### YOUR OBJECTIVE
Go through the data and copy each line where the string "watched" appears.

Saved entries:
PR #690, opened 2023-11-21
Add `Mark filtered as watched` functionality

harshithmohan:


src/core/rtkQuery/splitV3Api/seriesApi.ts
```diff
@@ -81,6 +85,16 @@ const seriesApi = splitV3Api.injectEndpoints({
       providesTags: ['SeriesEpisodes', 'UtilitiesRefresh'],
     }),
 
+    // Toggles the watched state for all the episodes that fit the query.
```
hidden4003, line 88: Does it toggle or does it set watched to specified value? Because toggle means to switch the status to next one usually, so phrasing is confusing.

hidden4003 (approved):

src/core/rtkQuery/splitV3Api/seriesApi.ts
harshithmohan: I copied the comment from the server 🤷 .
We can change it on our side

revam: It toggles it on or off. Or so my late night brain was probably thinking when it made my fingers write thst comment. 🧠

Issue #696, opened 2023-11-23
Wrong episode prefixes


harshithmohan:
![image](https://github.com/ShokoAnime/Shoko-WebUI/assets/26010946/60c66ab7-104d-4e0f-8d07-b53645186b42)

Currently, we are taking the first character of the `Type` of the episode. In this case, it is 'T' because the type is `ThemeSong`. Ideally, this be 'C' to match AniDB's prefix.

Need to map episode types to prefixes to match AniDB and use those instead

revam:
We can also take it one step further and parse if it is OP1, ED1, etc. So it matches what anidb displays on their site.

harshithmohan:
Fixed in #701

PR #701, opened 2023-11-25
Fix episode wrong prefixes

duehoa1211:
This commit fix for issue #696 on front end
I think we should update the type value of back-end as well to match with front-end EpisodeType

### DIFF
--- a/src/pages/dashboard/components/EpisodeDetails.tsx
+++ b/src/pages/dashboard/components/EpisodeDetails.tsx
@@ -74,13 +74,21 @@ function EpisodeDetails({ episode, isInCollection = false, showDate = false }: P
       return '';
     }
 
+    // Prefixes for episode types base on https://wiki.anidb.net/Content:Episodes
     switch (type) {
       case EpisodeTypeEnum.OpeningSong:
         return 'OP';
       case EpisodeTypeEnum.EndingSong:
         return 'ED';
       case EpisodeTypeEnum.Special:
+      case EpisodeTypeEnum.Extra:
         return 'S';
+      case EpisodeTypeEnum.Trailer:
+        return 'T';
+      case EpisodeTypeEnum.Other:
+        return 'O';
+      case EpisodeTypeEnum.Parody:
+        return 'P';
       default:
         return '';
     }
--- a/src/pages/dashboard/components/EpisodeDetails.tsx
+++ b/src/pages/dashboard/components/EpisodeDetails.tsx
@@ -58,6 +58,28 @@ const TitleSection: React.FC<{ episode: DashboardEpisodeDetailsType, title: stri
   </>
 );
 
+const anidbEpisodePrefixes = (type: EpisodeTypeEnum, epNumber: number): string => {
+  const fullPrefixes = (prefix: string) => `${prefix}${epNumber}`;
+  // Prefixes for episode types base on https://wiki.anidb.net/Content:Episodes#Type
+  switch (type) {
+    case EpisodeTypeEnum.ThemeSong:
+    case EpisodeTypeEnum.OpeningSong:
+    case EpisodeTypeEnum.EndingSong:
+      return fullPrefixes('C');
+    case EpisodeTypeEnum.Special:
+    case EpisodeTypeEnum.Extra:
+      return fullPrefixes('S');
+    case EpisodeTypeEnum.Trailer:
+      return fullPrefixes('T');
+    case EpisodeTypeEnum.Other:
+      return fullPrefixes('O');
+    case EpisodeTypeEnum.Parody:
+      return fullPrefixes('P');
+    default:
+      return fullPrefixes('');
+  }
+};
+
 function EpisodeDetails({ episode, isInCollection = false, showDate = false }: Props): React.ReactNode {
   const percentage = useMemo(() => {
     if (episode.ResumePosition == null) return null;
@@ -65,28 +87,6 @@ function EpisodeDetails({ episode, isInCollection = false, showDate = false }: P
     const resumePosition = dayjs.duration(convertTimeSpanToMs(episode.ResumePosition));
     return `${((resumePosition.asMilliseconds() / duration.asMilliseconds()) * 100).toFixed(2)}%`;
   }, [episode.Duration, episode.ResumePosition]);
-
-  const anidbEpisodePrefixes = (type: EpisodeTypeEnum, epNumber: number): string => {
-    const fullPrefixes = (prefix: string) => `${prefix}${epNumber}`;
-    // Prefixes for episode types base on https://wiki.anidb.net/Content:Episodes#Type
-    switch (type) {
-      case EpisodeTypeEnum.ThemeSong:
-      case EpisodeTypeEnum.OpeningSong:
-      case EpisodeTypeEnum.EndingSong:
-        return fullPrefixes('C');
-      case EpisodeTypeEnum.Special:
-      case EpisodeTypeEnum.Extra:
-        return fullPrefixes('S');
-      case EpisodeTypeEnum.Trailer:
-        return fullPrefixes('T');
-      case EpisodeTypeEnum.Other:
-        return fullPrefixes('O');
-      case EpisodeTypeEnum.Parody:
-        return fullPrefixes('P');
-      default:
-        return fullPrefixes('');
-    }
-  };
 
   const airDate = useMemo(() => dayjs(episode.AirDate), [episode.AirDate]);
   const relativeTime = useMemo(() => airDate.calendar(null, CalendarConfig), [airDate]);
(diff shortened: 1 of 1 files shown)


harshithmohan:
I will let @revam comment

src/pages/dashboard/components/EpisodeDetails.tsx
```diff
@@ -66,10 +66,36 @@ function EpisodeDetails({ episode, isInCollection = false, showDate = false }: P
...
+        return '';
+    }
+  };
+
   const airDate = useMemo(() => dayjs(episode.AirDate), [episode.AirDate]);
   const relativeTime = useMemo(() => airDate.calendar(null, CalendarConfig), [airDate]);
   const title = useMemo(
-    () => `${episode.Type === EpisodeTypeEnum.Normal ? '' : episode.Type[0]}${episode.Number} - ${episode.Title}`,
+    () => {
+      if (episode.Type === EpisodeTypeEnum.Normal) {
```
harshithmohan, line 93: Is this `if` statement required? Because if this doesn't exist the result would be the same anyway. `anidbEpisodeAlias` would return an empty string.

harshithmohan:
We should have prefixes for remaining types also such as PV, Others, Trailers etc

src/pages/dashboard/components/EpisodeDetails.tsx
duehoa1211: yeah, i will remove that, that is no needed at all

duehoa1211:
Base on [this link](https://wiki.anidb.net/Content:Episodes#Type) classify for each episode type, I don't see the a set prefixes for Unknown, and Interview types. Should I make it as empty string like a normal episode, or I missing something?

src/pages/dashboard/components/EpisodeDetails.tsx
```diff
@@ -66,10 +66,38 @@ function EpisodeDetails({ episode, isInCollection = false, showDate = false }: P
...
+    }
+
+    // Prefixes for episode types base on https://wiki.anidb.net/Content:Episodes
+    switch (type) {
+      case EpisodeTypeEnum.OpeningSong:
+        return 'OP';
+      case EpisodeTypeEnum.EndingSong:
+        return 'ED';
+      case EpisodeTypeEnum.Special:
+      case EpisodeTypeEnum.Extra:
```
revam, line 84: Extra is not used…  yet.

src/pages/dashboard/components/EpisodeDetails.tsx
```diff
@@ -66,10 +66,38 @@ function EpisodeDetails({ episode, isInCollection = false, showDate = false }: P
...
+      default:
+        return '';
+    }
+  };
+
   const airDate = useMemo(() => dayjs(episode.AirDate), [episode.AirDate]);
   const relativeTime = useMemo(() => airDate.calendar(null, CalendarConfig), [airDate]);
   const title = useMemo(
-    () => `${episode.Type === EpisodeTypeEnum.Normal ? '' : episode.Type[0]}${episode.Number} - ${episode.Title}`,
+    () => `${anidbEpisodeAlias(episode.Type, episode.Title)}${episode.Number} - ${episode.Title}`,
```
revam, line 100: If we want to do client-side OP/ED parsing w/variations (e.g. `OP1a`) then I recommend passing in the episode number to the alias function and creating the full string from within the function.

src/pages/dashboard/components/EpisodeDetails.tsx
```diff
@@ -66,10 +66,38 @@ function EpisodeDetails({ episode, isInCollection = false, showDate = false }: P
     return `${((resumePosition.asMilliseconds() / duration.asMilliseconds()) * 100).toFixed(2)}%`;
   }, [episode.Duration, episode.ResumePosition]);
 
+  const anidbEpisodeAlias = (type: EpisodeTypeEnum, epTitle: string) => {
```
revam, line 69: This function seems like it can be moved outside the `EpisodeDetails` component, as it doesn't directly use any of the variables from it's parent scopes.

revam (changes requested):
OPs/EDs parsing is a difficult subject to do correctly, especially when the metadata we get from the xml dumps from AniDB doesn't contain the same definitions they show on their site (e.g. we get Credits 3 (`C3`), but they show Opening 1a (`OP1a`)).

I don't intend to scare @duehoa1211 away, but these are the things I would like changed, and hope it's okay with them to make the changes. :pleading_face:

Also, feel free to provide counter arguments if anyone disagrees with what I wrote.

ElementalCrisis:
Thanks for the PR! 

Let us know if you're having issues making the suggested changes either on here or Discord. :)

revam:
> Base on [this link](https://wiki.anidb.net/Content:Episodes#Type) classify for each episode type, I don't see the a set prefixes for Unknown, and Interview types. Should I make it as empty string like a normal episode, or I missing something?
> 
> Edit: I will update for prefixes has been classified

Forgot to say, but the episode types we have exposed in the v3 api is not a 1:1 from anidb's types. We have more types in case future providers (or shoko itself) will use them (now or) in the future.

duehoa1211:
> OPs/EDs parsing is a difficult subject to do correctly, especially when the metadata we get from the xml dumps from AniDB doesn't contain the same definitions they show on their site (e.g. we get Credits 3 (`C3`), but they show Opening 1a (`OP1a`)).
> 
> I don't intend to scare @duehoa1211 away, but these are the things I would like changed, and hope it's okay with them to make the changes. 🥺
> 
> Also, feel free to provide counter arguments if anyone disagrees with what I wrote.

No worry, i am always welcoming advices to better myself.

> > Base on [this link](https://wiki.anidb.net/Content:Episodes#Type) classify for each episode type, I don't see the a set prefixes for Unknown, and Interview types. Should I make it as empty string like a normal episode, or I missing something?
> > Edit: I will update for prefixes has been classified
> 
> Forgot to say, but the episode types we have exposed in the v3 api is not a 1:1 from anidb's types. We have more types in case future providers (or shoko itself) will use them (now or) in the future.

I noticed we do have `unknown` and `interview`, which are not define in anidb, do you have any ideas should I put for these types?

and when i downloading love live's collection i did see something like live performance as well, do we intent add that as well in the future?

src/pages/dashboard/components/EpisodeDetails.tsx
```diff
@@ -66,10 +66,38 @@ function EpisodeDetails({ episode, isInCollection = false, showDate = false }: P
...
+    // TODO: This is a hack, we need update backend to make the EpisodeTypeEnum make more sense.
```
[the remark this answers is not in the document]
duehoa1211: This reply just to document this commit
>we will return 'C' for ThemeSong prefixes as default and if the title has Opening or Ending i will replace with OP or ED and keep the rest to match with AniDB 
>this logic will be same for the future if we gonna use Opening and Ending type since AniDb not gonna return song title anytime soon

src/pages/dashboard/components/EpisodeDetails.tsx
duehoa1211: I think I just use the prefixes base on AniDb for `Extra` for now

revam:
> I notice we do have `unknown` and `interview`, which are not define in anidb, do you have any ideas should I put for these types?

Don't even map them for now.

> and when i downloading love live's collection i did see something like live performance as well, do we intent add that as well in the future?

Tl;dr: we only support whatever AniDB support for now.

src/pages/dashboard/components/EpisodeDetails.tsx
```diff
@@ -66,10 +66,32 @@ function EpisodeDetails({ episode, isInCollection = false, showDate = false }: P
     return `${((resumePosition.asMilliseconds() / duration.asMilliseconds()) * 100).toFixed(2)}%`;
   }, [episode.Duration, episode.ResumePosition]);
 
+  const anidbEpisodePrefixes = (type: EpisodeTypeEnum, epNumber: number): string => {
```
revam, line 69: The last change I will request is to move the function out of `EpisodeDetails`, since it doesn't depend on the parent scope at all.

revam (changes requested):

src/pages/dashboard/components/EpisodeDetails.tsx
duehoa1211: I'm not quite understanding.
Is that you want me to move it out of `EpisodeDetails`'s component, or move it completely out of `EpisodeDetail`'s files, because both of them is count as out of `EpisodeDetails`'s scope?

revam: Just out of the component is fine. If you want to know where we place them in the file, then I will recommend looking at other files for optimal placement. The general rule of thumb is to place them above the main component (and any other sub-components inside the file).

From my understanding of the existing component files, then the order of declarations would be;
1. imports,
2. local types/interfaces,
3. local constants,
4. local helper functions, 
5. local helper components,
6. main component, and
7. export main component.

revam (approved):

### ANSWER SECTION
Add `Mark filtered as watched` functionality
+    // Toggles the watched state for all the episodes that fit the query.
hidden4003, line 88: Does it toggle or does it set watched to specified value? Because toggle means to switch the status to next one usually, so phrasing is confusing.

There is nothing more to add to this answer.